═══ Record extracts

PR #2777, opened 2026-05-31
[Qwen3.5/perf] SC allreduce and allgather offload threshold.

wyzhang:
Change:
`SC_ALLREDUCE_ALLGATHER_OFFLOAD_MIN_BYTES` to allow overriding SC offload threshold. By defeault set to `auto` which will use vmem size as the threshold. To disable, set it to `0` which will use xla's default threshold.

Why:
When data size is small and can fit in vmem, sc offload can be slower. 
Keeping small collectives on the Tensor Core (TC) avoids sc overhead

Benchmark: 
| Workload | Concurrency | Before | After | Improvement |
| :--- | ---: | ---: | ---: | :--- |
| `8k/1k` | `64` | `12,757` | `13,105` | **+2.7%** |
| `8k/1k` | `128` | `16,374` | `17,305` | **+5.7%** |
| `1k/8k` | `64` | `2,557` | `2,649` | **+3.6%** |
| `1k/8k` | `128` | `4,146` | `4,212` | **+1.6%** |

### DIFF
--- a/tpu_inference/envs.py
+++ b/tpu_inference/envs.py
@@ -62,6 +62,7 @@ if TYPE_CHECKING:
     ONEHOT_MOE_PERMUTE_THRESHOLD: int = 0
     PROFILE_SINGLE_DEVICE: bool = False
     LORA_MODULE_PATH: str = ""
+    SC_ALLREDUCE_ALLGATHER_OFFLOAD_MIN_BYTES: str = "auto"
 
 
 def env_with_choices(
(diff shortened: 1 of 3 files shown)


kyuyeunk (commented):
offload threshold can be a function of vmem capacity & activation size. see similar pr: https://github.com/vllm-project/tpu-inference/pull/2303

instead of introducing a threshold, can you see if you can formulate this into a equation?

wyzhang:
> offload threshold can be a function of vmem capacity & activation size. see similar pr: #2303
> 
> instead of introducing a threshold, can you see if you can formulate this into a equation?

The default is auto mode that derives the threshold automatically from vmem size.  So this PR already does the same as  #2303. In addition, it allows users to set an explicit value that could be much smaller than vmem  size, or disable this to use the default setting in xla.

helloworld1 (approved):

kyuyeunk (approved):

══════

> _Exercise directions_:
Your task is to copy each line of the entries that includes the word "introducing".

> _Answer box_:
instead of introducing a threshold, can you see if you can formulate this into a equation?
> instead of introducing a threshold, can you see if you can formulate this into a equation?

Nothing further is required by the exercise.